++++ Supplied material
PR #11359, opened 2023-08-19
Check that the suggested method exists in unwrap_or_default

### LINKED ISSUE #11355: Missing Entry::or_default on LinearMap
### Summary

Lint [unwrap_or_default](https://rust-lang.github.io/rust-clippy/master/index.html#/unwrap_or_default) suggests use of `or_default` with [`LinearMap::Entry`](https://docs.rs/linear-map/latest/linear_map/enum.Entry.html) which does not support this method.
++++++++
▸ **Task**
Only a word-for-word repetition of the lines from the one containing "### Summary" to the final line of the data above counts as the answer.

▸ **Solution to the problem**
### Summary

Lint [unwrap_or_default](https://rust-lang.github.io/rust-clippy/master/index.html#/unwrap_or_default) suggests use of `or_default` with [`LinearMap::Entry`](https://docs.rs/linear-map/latest/linear_map/enum.Entry.html) which does not support this method.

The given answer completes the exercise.